WHAT TO PRODUCE
With the records below as your source, retype each line exactly from the top down to the line that contains "Superhepper: Ahh I", and include that line.

SUPPLIED DATA Block Start

PR #150, opened 2020-11-17
Implement abstraction::nv::list

puiterwijk:

### DIFF
--- a/src/abstraction/nv.rs
+++ b/src/abstraction/nv.rs
@@ -2,9 +2,11 @@
 // SPDX-License-Identifier: Apache-2.0
 
 use crate::{
-    constants::tags::PropertyTag,
-    handles::{AuthHandle, NvIndexHandle, NvIndexTpmHandle, TpmHandle},
-    Context, Result,
+    constants::{tags::PropertyTag, tss::*, types::capability::CapabilityType},
+    handles::{AuthHandle, NvIndexHandle, NvIndexTpmHandle, ObjectHandle, TpmHandle},
+    nv::storage::NvPublic,
+    structures::{CapabilityData, Name},
+    Context, Error, Result, WrapperErrorKind,
 };
 
 /// Allows reading an NV Index completely, regardless of the max TPM NV buffer size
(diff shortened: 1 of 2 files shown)


src/abstraction/nv.rs
```diff
@@ -37,3 +39,25 @@ pub fn read_full(
 
     Ok(result)
 }
+
+pub fn list(context: &mut Context) -> Result<Vec<(NvPublic, Name)>> {
+    context.execute_without_session(|context| {
+        let (handles, _) = context.get_capabilities(
+            CapabilityType::Handles,
+            u32::to_be(TPM2_HT_NV_INDEX.into()),
```
Superhepper, line 47: Just a question, didn't you already create a ```PropertyTag``` type? So why is not used in ```get_capabilities```?

Superhepper (approved):
Looks good. Just had one question.

src/abstraction/nv.rs
puiterwijk: Because `PropertyTag` is tags for `CapabilityType::TPMProperties`, i.e. for TPM Properties (with thoughts of also including `CapabilityType::PCRProperties`). This is `CapabilityTypes::Handles`.

Superhepper: Ahh I see so that ```property``` variable is the 'Group' i.e. the type of handle (transient, persistent, permanent, nv_index ...).

puiterwijk: Almost. The first argument is `capability`, which is the group. Then the second one is `property`, which is which property to get (or start at), and then there's `propertyCount` to indicate how many.
e.g. `(TPM_Properties, VENDOR_STRING_1, 3)` would return `VENDOR_STRING_1`, `VENDOR_STRING_2, and `VENDOR_STRING_3`, but not `VENDOR_STRING_4`.

ionut-arm (approved):
Looks excellent - great having stuff like all those mappings abstracted. Could you also add a rustdoc description to this function?

src/abstraction/nv.rs
Superhepper: Yeah, that was what I meant. One thing though should it not be ```TPM2_NV_INDEX_FIRST``` for correctness? Not that it matters because in this case they have the same value.

But the specification says:
>The capability parameter determines the category of data returned. The property parameter selects the
>first value of the selected category to be returned. If there is no property that corresponds to the value of
>property, the next higher value is returned, if it exists.

puiterwijk: Yeah, fair enough. Updated that.

PR #151, opened 2020-11-17
Return all creation data

puiterwijk:
This adds rust types for CreationData and CreationTicket, and makes
sure that create_key and create_primary_key return all the information
returned by the TPM at creation time.


src/context.rs
```diff
@@ -402,15 +408,24 @@ impl Context {
...
             let primary_key_handle = KeyHandle::from(esys_prim_key_handle);
             let _ = self.open_handles.insert(primary_key_handle.into());
-            Ok(primary_key_handle)
+            Ok((
+                primary_key_handle,
+                *out_public,
+                creation_data,
+                creation_hash,
+                creation_ticket,
+            ))
```
Superhepper, line 428: Really like that all the data is returned it is something I have been missing!

Though I am not to found of how it is returned. I would much more have liked it if there were a struct that was returned.

src/context.rs
```diff
@@ -769,7 +792,7 @@ impl Context {
     }
 
     /// Read the public part of a key currently in the TPM and return it.
-    pub fn read_public(&mut self, key_handle: KeyHandle) -> Result<TPM2B_PUBLIC> {
+    pub fn read_public(&mut self, key_handle: KeyHandle) -> Result<(TPM2B_PUBLIC, Name, Name)> {
```
Superhepper, line 795: Same thing here. I would prefer a type instead of a tuple as return type.

Superhepper (commented):
Thanks looks pretty good, just had a few comments.

ionut-arm (approved):
Looks good to me, I'm ambivalent on whether `read_public` should return a struct - not sure what the "threshold" value should be, tbh.

Superhepper (approved):

Superhepper:
> 
> 
> Looks good to me, I'm ambivalent on whether `read_public` should return a struct - not sure what the "threshold" value should be, tbh.

Personally I am not a fan of public API:s returning tuples. But I as long as it is only two values in the tuple I can accept it.

PR #155, opened 2020-11-30
Improved handling of handles on drop.

### LINKED ISSUE #152: Persistent objects should not be flushed from context
I noticed that when dropping the `Context` after calling `tr_from_tpm_public()` with a `PersistentTpmHandle` instance, I would get these kinds of errors and warnings:
```
[2020-11-20T21:06:15Z INFO  tss_esapi::context] Closing context.
[2020-11-20T21:06:15Z INFO  tss_esapi::context] Flushing handle 4293479
WARNING:esys:src/tss2-esys/api/Esys_FlushContext.c:234:Esys_FlushContext_Finish() Received TPM Error 
ERROR:esys:src/tss2-esys/api/Esys_FlushContext.c:89:Esys_FlushContext() Esys Finish ErrorCode (0x000001c4) 
[2020-11-20T21:06:15Z ERROR tss_esapi::context] Error in flushing context: value is out of range or is not correct for the context (associated with parameter number 1).
[2020-11-20T21:06:15Z ERROR tss_esapi::context] Error when dropping the context: value is out of range or is not correct for the context (associated with parameter number 1).
[2020-11-20T21:06:15Z INFO  tss_esapi::context] Context closed.
```

It seems that `tr_from_tpm_public()` adds the object handle it returns to the `open_handles` set, to automatically flush it from TPM memory upon dropping the `Context` instance. The TPM 2.0 spec says this about the `FlushContext` command:
> This command causes all context associated with a loaded object, sequence object, or session to be
removed from TPM memory.
>
> This command may not be used to remove a persistent object from the TPM.

So perhaps `tr_from_tpm_public()` should not add the object handle to the `open_handles` set if the input handle type is `Persistent`? I'm not sure if filtering out just the `Persistent` handles would cover all object types that shouldn't be flushed. Probably not, considering all the variants of the `TpmHandle` enum (shown below), but I don't know exactly which variants map to the "persistent objects" referenced in the spec.
```
pub enum TpmHandle {
    Pcr(PcrTpmHandle),
    NvIndex(NvIndexTpmHandle),
    HmacSession(HmacSessionTpmHandle),
    LoadedSession(LoadedSessionTpmHandle),
    PolicySession(PolicySessionTpmHandle),
    SavedSession(SavedSessionTpmHandle),
    Permanent(PermanentTpmHandle),
    Transient(TransientTpmHandle),
    Persistent(PersistentTpmHandle),
    AttachedComponent(AttachedComponentTpmHandle),
}
```

Superhepper:
- Added a manager that holds the states of each handle
  and the actions that needs to be performed on the handle
  when the context is dropped.

- Made Context methods that opens, flushes or closes handles
  set the correct state for the handle they operate on in the 
  HandleManager. This should fix #152.

### DIFF
--- a/src/context.rs
+++ b/src/context.rs
@@ -1,5 +1,6 @@
 // Copyright 2020 Contributors to the Parsec project.
 // SPDX-License-Identifier: Apache-2.0
+mod handle_manager;
 use crate::{
     constants::{
         algorithm::{Cipher, HashingAlgorithm},
@@ -8,8 +9,8 @@ use crate::{
         types::{capability::CapabilityType, session::SessionType},
     },
     handles::{
-        AuthHandle, KeyHandle, NvIndexHandle, ObjectHandle, PcrHandle, PersistentTpmHandle,
-        SessionHandle, TpmHandle,
+        handle_conversion::TryIntoNotNone, AuthHandle, KeyHandle, NvIndexHandle, ObjectHandle,
+        PcrHandle, PersistentTpmHandle, SessionHandle, TpmHandle,
     },
     interface_types::{
         dynamic_handles::Persistent,
@@ -31,9 +32,10 @@ use crate::{
     },
     Error, Result, WrapperErrorKind as ErrorKind,
 };
+use handle_manager::{HandleDropAction, HandleManager};
 use log::{error, info};
 use mbox::MBox;
-use std::collections::{HashMap, HashSet};
+use std::collections::HashMap;
 use std::convert::{TryFrom, TryInto};
 use std::ffi::CString;
 use std::ptr::{null, null_mut};
@@ -73,8 +75,9 @@ pub struct Context {
     /// TCTI context handle associated with the ESYS context.
     /// As with the ESYS context, an optional Mbox wrapper allows the context to be deallocated.
     tcti_context: Option<MBox<TSS2_TCTI_CONTEXT>>,
-    /// A set of currently open object handles that should be flushed before closing the context.
-    open_handles: HashSet<ObjectHandle>,
+    /// Handle manager that keep tracks of the state of the handles and how they are to be
+    /// disposed.
+    handle_manager: HandleManager,
     /// A cache of determined TPM limits
     cached_tpm_properties: HashMap<PropertyTag, u32>,
 }
@@ -116,7 +119,7 @@ impl Context {
                 esys_context,
                 sessions: (None, None, None),
                 tcti_context,
-                open_handles: HashSet::new(),
+                handle_manager: HandleManager::new(),
                 cached_tpm_properties: HashMap::new(),
             };
             Ok(context)
@@ -176,9 +179,10 @@ impl Context {
 
         let ret = Error::from_tss_rc(ret);
         if ret.is_success() {
-            let _ = self
-                .open_handles
-                .insert(ObjectHandle::from(esys_session_handle));
+            self.handle_manager.add_handle(
+                ObjectHandle::from(esys_session_handle),
+                HandleDropAction::Flush,
+            )?;
             Ok(Session::create(
                 session_type,
                 SessionHandle::from(esys_session_handle),
@@ -413,7 +417,8 @@ impl Context {
             let creation_ticket = CreationTicket::try_from(*creation_ticket)?;
 
             let primary_key_handle = KeyHandle::from(esys_prim_key_handle);
-            let _ = self.open_handles.insert(primary_key_handle.into());
+            self.handle_manager
+                .add_handle(primary_key_handle.into(), HandleDropAction::Flush)?;
             Ok(CreatePrimaryKeyResult {
                 key_handle: primary_key_handle,
                 out_public: *out_public,
@@ -560,7 +565,8 @@ impl Context {
         let ret = Error::from_tss_rc(ret);
         if ret.is_success() {
             let key_handle = KeyHandle::from(esys_key_handle);
-            let _ = self.open_handles.insert(key_handle.into());
+            self.handle_manager
+                .add_handle(key_handle.into(), HandleDropAction::Flush)?;
             Ok(key_handle)
         } else {
             error!("Error in loading: {}.", ret);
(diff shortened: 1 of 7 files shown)


src/context.rs
```diff
@@ -913,7 +935,18 @@ impl Context {
...
+            let new_object_handle = ObjectHandle::from(esys_object_handle);
+            // If you look at the specification and see that it says ESYS_TR_NULL
+            // then that is an error in the spec. ESYS_TR_NULL was renamed to
+            // ESYS_TR NONE.
+            if new_object_handle != ObjectHandle::None {
+                self.handle_manager
+                    .add_handle(new_object_handle, HandleDropAction::Close)?;
+            } else {
+                self.handle_manager.set_as_closed(object_handle)?;
+            }
```
ionut-arm, line 947: I'm guessing that before you can call `evict_control` you need to get an `ESYS_TR` handle, so you can't just call it without `tr_from_tpm_public`?

src/context.rs
```diff
@@ -1789,19 +1836,43 @@ impl Context {
...
+            info!("Closing handle {}", ESYS_TR::from(*handle));
+            if let Err(e) = self.tr_close(handle) {
+                error!("Error when dropping context: {}.", e);
+            }
+        }
+
+        // Check if all handles have been cleaned up proeprly.
+        if self.handle_manager.has_open_handles() {
+            error!("Not all handles have had its rersources successfully released");
+        }
```
ionut-arm, line 1875: I guess it's a sanity check, but is this necessary? We have a mutable reference to `self`, so nothing could've been added between those calls above which together cover everything in the `HashMap`

ionut-arm (approved):
Thanks a lot, it's really slick with the handle manager!! Left a couple of nitpicks below, but overall I'm ok with the change

src/context.rs
```diff
@@ -1789,19 +1836,43 @@ impl Context {
...
+    /// Function that returns the handle as an ESYS_TR if it
+    /// was valid or an error if it was None.
+    fn ensure_not_none(handle: &ObjectHandle, fn_name: &str) -> Result<ESYS_TR> {
+        if *handle != ObjectHandle::None {
+            Ok((*handle).into())
+        } else {
+            error!("ObjectHandle::None cannot be used in call to {}", fn_name);
+            Err(Error::local_error(ErrorKind::InvalidParam))
+        }
+    }
```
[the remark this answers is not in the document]
Superhepper: No it got placed there because I was doing stuff in Context and needed the function. But you are right it is not really tied to the Context struct so it should probably not be there.

src/context.rs
Superhepper: Nah you could have a handle while running that you have evicted to make persistent and then you can evict the same handle again to make it transient again and when you do then the handles referring to that object becomes invalid. 

But you need to have an open and valid handle in order to call evict control when you want to make something transient.

src/context.rs
Superhepper: It is a "This should never happen" kind of check.

src/context.rs
```diff
@@ -1789,19 +1836,43 @@ impl Context {
...
+        for handle in self.handle_manager.handles_to_close().iter_mut() {
+            info!("Closing handle {}", ESYS_TR::from(*handle));
+            if let Err(e) = self.tr_close(handle) {
+                error!("Error when dropping context: {}.", e);
+            }
+        }
+
+        // Check if all handles have been cleaned up proeprly.
+        if self.handle_manager.has_open_handles() {
+            error!("Not all handles have had its rersources successfully released");
```
puiterwijk, line 1874:
```suggestion
            error!("Not all handles have had their resources successfully released");
```

src/context/handle_manager.rs
```diff
@@ -0,0 +1,133 @@
...
+                        "Closing handle({}) that should have been flushed",
+                        ESYS_TR::from(handle)
+                    );
+                    Err(Error::local_error(WrapperErrorKind::InvalidHandleState))
+                }
+            })
+    }
+
+    /// Retrieves all handles that needs to be flushed.
+    pub(super) fn handles_to_flush(&self) -> Vec<ObjectHandle> {
```
puiterwijk, line 100: I'm wondering whether we really need to build a new vector. Given that the only use for this is to iterate over it, maybe instead just return an `Iter<ObjectHandle>`?

src/handles/tpm.rs
```diff
@@ -37,6 +37,19 @@ pub enum TpmHandle {
     AttachedComponent(attached_component::AttachedComponentTpmHandle),
 }
 
+impl TpmHandle {
+    /// Method that indicates if the flushing the
+    /// context of the handle is a valid action.
+    pub fn may_be_flushed(&self) -> bool {
```
puiterwijk, line 43: Maybe we want this to be `pub(crate)` instead of fully `pub`? I don't think we want this as the public API per se?

src/context.rs
```diff
@@ -913,7 +935,18 @@ impl Context {
         };
         let ret = Error::from_tss_rc(ret);
         if ret.is_success() {
-            Ok(ObjectHandle::from(esys_object_handle))
+            let new_object_handle = ObjectHandle::from(esys_object_handle);
+            // If you look at the specification and see that it says ESYS_TR_NULL
+            // then that is an error in the spec. ESYS_TR_NULL was renamed to
+            // ESYS_TR NONE.
+            if new_object_handle != ObjectHandle::None {
```
puiterwijk, line 942: Maybe instead of this and the other check that also checks against `Null`, just add an
```
impl ObjectHandle {
    pub(crate) is_none() -> bool ...
```
?

puiterwijk (approved):
Some nitpicks, but the general idea looks great to me.

src/context/handle_manager.rs
Superhepper: It was just the easiest way to not hold a reference to the manager while calling close/flush because those functions also interacts with the manager. I will try to improve on it.

puiterwijk: Eh, I don't care that much (it's only upon drop, and not that invasive), just figured it might be nicer.

PR #497, opened 2026-02-19
fix: harden tool call extraction scanner to handle braces in strings

RahulChand028:
## 📝 Description

This PR hardens the tool call extraction logic by implementing a robust, state-aware findMatchingBrace scanner.

The Problem: The previous logic used a simple brace counter that would fail if a closing brace } appeared inside a JSON string or was escaped (common in complex tool arguments like grep commands or regex).
The Solution: Implemented a new scanner that correctly handles strings and escapes.
Centralization: Moved the scanner to a shared utility in pkg/providers to ensure all current and future CLI-based providers benefit from these improvements.

## 🗣️ Type of Change
- [X] 🐞 Bug fix (non-breaking change which fixes an issue)
- [ ] 📖 Documentation update

## 🤖 AI Code Generation
- [X] 🛠️ Mostly AI-generated (AI draft, Human verified/modified)

- **Reference URL:**
- **Reasoning:** Autonomous agents frequently process code or shell commands containing braces. A naive brace counter causes tool call truncation, leading to JSON parsing errors and agent execution loops. This fix ensures reliability for complex tasks.

## 🧪 Test Environment
- **Hardware:** PC
- **OS:** Linux (Ubuntu/Debian)
- **Model/Provider:** Verified via Go Unit Tests and Claude CLI mock
- **Channels:** CLI

## 📸 Evidence (Optional)
<details>
image

</details>

## ☑️ Checklist
- [X] I have updated the documentation accordingly.

### DIFF
--- a/.github/workflows/build.yml
+++ b/.github/workflows/build.yml
@@ -2,7 +2,7 @@ name: build
 
 on:
   push:
-    branches: ["main"]
+    branches: [ "main" ]
 
 jobs:
   build:
@@ -15,11 +15,6 @@ jobs:
         uses: actions/setup-go@v6
         with:
           go-version-file: go.mod
-
-      - name: fmt
-        run: |
-          make fmt
-          git diff --exit-code || (echo "::error::Code is not formatted. Run 'make fmt' and commit the changes." && exit 1)
 
       - name: Build
         run: make build-all
--- a/.github/workflows/pr.yml
+++ b/.github/workflows/pr.yml
@@ -24,48 +24,9 @@ jobs:
         with:
           version: v2.10.1
 
-  # TODO: Remove once linter is properly configured
-  fmt-check:
-    name: Formatting
-    runs-on: ubuntu-latest
-    steps:
-      - name: Checkout
-        uses: actions/checkout@v6
-
-      - name: Setup Go
-        uses: actions/setup-go@v6
-        with:
-          go-version-file: go.mod
-
-      - name: Check formatting
-        run: |
-          make fmt
-          git diff --exit-code || (echo "::error::Code is not formatted. Run 'make fmt' and commit the changes." && exit 1)
-
-  # TODO: Remove once linter is properly configured
-  vet:
-    name: Vet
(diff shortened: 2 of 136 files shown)


nikolasdehor (approved):
Good fix for a real problem. The naive brace counter was a known weakness — LLM outputs containing braces in strings (grep patterns, regex, code snippets) would truncate the tool call JSON, causing parse failures and agent loops.

The new `findMatchingBrace` scanner correctly handles:
- Braces inside JSON strings (`inString` flag)
- Escaped characters including escaped quotes (`escaped` flag)
- Nested objects (depth counter)

The test cases cover the key scenarios including braces in strings and escaped quotes.

A few observations:

1. **Backslash handling outside strings** — The `escaped` flag triggers on any `\\` character, even outside strings. If the text surrounding the JSON has a bare backslash before a `{`, it would incorrectly skip that brace. In practice this is unlikely since the text is LLM output, but technically the escape handling should only apply inside strings.

2. **Performance change** — The old `extractToolCallsFromText` did a single `strings.Index` to find `{"tool_calls"`, then found the matching brace. The new version scans every `{` in the text, calls `findMatchingBrace` (which re-scans forward), extracts the substring, and does a `strings.Contains` check. For long outputs with many `{` characters (e.g., code blocks), this is O(n * k) where k is the number of opening braces. The old approach was O(n). For typical LLM output lengths this is fine, but worth noting.

3. **`stripToolCallsFromText` duplicated logic** — The `extractToolCallsFromText` and `stripToolCallsFromText` functions share nearly identical scanning logic. Consider extracting a common `findToolCallJSON(text string) (start, end int, found bool)` helper to DRY it up.

4. **Test for the old deleted test case** — The old `TestFindMatchingBrace` test had a case for `{"a":"b{c}d"}` (braces in strings) which returned 13 with a comment "simplified matcher". The new scanner should still pass this — it would be good to have it in the new test suite to explicitly verify the fix.

Overall this is a meaningful correctness improvement. LGTM.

SUPPLIED DATA Block End

YOUR RESPONSE
PR #150, opened 2020-11-17
Implement abstraction::nv::list

puiterwijk:

### DIFF
--- a/src/abstraction/nv.rs
+++ b/src/abstraction/nv.rs
@@ -2,9 +2,11 @@
 // SPDX-License-Identifier: Apache-2.0
 
 use crate::{
-    constants::tags::PropertyTag,
-    handles::{AuthHandle, NvIndexHandle, NvIndexTpmHandle, TpmHandle},
-    Context, Result,
+    constants::{tags::PropertyTag, tss::*, types::capability::CapabilityType},
+    handles::{AuthHandle, NvIndexHandle, NvIndexTpmHandle, ObjectHandle, TpmHandle},
+    nv::storage::NvPublic,
+    structures::{CapabilityData, Name},
+    Context, Error, Result, WrapperErrorKind,
 };
 
 /// Allows reading an NV Index completely, regardless of the max TPM NV buffer size
(diff shortened: 1 of 2 files shown)


src/abstraction/nv.rs
```diff
@@ -37,3 +39,25 @@ pub fn read_full(
 
     Ok(result)
 }
+
+pub fn list(context: &mut Context) -> Result<Vec<(NvPublic, Name)>> {
+    context.execute_without_session(|context| {
+        let (handles, _) = context.get_capabilities(
+            CapabilityType::Handles,
+            u32::to_be(TPM2_HT_NV_INDEX.into()),
```
Superhepper, line 47: Just a question, didn't you already create a ```PropertyTag``` type? So why is not used in ```get_capabilities```?

Superhepper (approved):
Looks good. Just had one question.

src/abstraction/nv.rs
puiterwijk: Because `PropertyTag` is tags for `CapabilityType::TPMProperties`, i.e. for TPM Properties (with thoughts of also including `CapabilityType::PCRProperties`). This is `CapabilityTypes::Handles`.

Superhepper: Ahh I see so that ```property``` variable is the 'Group' i.e. the type of handle (transient, persistent, permanent, nv_index ...).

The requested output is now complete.